■ Directions ■
Which lines of the entries contain the word "Chris"? Please list them.

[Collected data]
PR #1256, opened 2019-02-05
Fix NRE when getting audit logs

SubZero0:
A NullReferenceException is thrown when getting audit log data that contains a deleted webhook.

### DIFF
--- a/src/Discord.Net.Rest/Entities/AuditLogs/DataTypes/WebhookCreateAuditLogData.cs
+++ b/src/Discord.Net.Rest/Entities/AuditLogs/DataTypes/WebhookCreateAuditLogData.cs
@@ -43,7 +43,7 @@ namespace Discord.Rest
         ///     Gets the webhook that was created if it still exists.
         /// </summary>
         /// <returns>
-        ///     A webhook object representing the webhook that was created if it still exists.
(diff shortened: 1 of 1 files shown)


src/Discord.Net.Rest/Entities/AuditLogs/DataTypes/WebhookCreateAuditLogData.cs
```diff
@@ -31,23 +32,31 @@ internal static WebhookCreateAuditLogData Create(BaseDiscordClient discord, Mode
...
 
         // Doc Note: Corresponds to the *current* data
 
         /// <summary>
-        ///     Gets the webhook that was created.
+        ///     Gets the webhook that was created if it still exists.
         /// </summary>
         /// <returns>
-        ///     A webhook object representing the webhook that was created.
+        ///     A webhook object representing the webhook that was created if it still exists.
```
Chris-Johnston:
```suggestion
        ///     A webhook object representing the webhook that was created if it still exists, otherwise returns <c>null</c>.
```

Chris-Johnston (commented):
Just one small nitpick about xmldocs. I haven't worked with the audit logs myself, do we know that `entry.TargetId.Value` is always specified?

SubZero0:
That's my only concern, if discord always provides the webhook id since it's the only way to reliably identify it.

■ Exercise result ■
Chris-Johnston:
Chris-Johnston (commented):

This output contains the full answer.